I am currently using a websocket to pass EvenInformation to a Frontend using this:
# Initialize workflow handler using existing pattern
async for event in session.get_task_result_stream(task_id):
await websocket.send_json(event)
print(type(event)) # returns dict without event type info
# Handle human input requests
if "prefix" in event:
response = await websocket.receive_json()
Especially for InputRequiredEvent, I would like a better identifier.
So is there a way to either
- modify
get_task_result_stream()to return the actual EventObjects instead of dicts? - add a param to the object returned by
get_task_result_stream()? - add a param to the Event-Type Definition, maybe via decorators? This would probably affect llama-index code.
This would allow for better downstream Event filtering
-I have accidentally closed this issue, please reopen if possible-
I have thought about this a little bit. I am tempted to just modify the Event class on the workflow side but this seems like a fix rather than a solution.
I think that the get_task_result_stream functnalities, either in the Session or the Control Plane Server code should wrap the Event Data together with additional metadata such as event_type and possibly even a tracing id before sending it as a payload.
I am interested whether this seems important for you currently. I also wondered whether you have intentions of moving the tracing capabilities from lama-index over to llama-deploy. A lot of these functionalities seem to be initially integrated for llama-index but are also very relevant for llama-deploy.
@robbyfrt we just resuming the work here so yes, it's important. We have an internal doc where we're collecting what we want to add or change in light of an upcoming 1.0 release (you can see there are already many changes in main compared to 0.8) and observability is on the list. Good point about attaching the trace id to the event, let me have a better look at this issue and I'll come back with something. If you have any further pointer to give us, please go ahead, that helps a lot!
Thank you @masci for the heads up! I am currently still evaluating different components of the llama-index /deploy framework so I still have little experience to share regarding any actual loads on the system. From initial assessment though, quite a lot requirements are met with either llama-index or llama-deploy already, it's just a matter of clear documentation. The frontend team has mentioned requirements towards caching for performance improvements but so far I have only found checkpointing for development in llama index. Not sure if applicable in this context.
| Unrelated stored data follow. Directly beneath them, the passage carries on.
PR #170, opened 2015-05-16
force a tag so that docker:push doesn't barf if not using a registry …

jstrachan:
…in the docker container name


rhuss:
thx, closing it for now :)

Issue #148, opened 2015-04-24
UNIX socket support


rassie:
I don't know if this is intended (documentation implies that it might be), but I'm sorely missing UNIX socket support for docker. One of the reasons is that we are running Jenkins instances in containers and mount `/var/run/docker.sock` into each container, so that Jenkins could build other docker images. Working with TCP becomes vastly more complicated in this situation.

vauvenal5:
+1

jgangemi:
i don't know what the likelihood of this is going to be given it's not portable across build environments, etc, and i know that is one of the goals of this plugin.

have you tried using the ambassador pattern as a work around for this: https://docs.docker.com/articles/ambassador_pattern_linking/

rhuss:
In fact, Unix socker support is not so easy when coming from Java. As @jgangemi said, portability is one of the main key features. However, I also think that it shouldn't harm to allow unix socket access for Linux plattforms as an optional way for accessing the Docker daemon as long it doesn't require some strange packaging of the plugin because of native libs to be included.

Maybe we can collect here what are the technical possibilities to do so ? (I know, there are some libs for this out there, but never checked them really)

jgangemi:
marking as closed

PR #179, opened 2015-05-25
Add Support for communication to docker hosts using UNIX domain sockets

twz123:
This is my draft to a solution for #148. The same technique is used by the Spotify plugin. No obscure packaging involved.

  * Use jnr-unixsocket for native OS-level access
  * Use a pseudo socket class that mimics a Java network socket and delegates to the jnr channel where applicable
  * Provide a special ApacheUnixSocketHttpDelegate that enables the Apache HTTP client to use that pseudo socket for HTTP communication

### DIFF
--- a/pom.xml
+++ b/pom.xml
@@ -98,6 +98,12 @@
     </dependency>
 
     <dependency>
+        <groupId>com.github.jnr</groupId>
+        <artifactId>jnr-unixsocket</artifactId>
+        <version>0.8</version>
+    </dependency>
+
+    <dependency>
       <groupId>org.apache.commons</groupId>
       <artifactId>commons-lang3</artifactId>
       <version>3.3.2</version>
--- a/src/main/java/org/jolokia/docker/maven/AbstractDockerMojo.java
+++ b/src/main/java/org/jolokia/docker/maven/AbstractDockerMojo.java
@@ -1,8 +1,8 @@
 package org.jolokia.docker.maven;
 
 import java.io.IOException;
-import java.net.MalformedURLException;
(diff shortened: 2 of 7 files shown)


rhuss:
Awesome! Thanks a lot. Do you know any limitations of jnr-unixsocket ? (i.e. does it run on **any** Unix or are there are limitations ? Just to add it to the docs in case).

BTW, whould you mind to signoff the PR ? (as explained [here](https://github.com/rhuss/docker-maven-plugin/blob/master/doc/contributing.md)). Shouldn't be much more than a `git commit -s --amend` on this branch. Thanks !

I will review and integrate it ASAP, probably this week.

twz123:
No, I don't have any deeper knowledge of jnr-unixsocket. The only two things I can state about it:

# Spotify uses it in their docker plugin
# It simply just worked on first shot when implementing this PR

Added the signoff.

rhuss:
Thanks ! Give me some days for the review, won't make it this week but hopefully the week after.

Thanks again ...

rhuss:
Merged it into the integration with some slight modifications:

* Detangled inheritance hierarchy
* Avoid encoding the socket path as an URL host name. Instead set the path directly in the constructor of `UnixSocketFactory`. The base URL (host & port) is now meaningless and set to a dummy value.
* If no DOCKER_HOST is set or configured, and a file `/var/run/docker.sock` exists, takes this as a default.

Again, thanks a lot ! Especially for finding out how Apache HC works nicely with a Unix Socket. 

The next release 0.12.0 containing the changes will come next week.

PR #180, opened 2015-05-26
fixed an issue (ArrayOutOfBoundException) with long log lines

fbertola:
Some application tend to dump huge log string (eg. a list of all system variables) for debug purpouses. These log exceeds the predefined buffer length of 8129. I think that the buffer should be created dynamically per line.


rhuss:
Looks good to me, thanks !

PR #188, opened 2015-06-05
Convert host machine path to virtual machine path for those who use boot2docker

0x7364:
Hacky workaround like this: https://github.com/boot2docker/boot2docker/blob/1bf1671c0f5c103ac4e2229b96a21a04b6d99043/rootfs/rootfs/etc/rc.d/automount-shares#L34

Regarding tracing, mlflow integration on llama-index is really easy to set up but I am not sure where to integrate this in a production scenario as workflow.run is abstracted away here. Some OpenTelemetry based tracing would still be useful I think.
For the issue described above, I have opted for now atöeast for a typed base class to inherit from:
class WebssocketEvent(Event):
@computed_field
@property
def type(self) -> str:
return self.__class__.__name__
This can be applied only to those events I intend to send and it is easily extendable to metadata like timestamps, etc.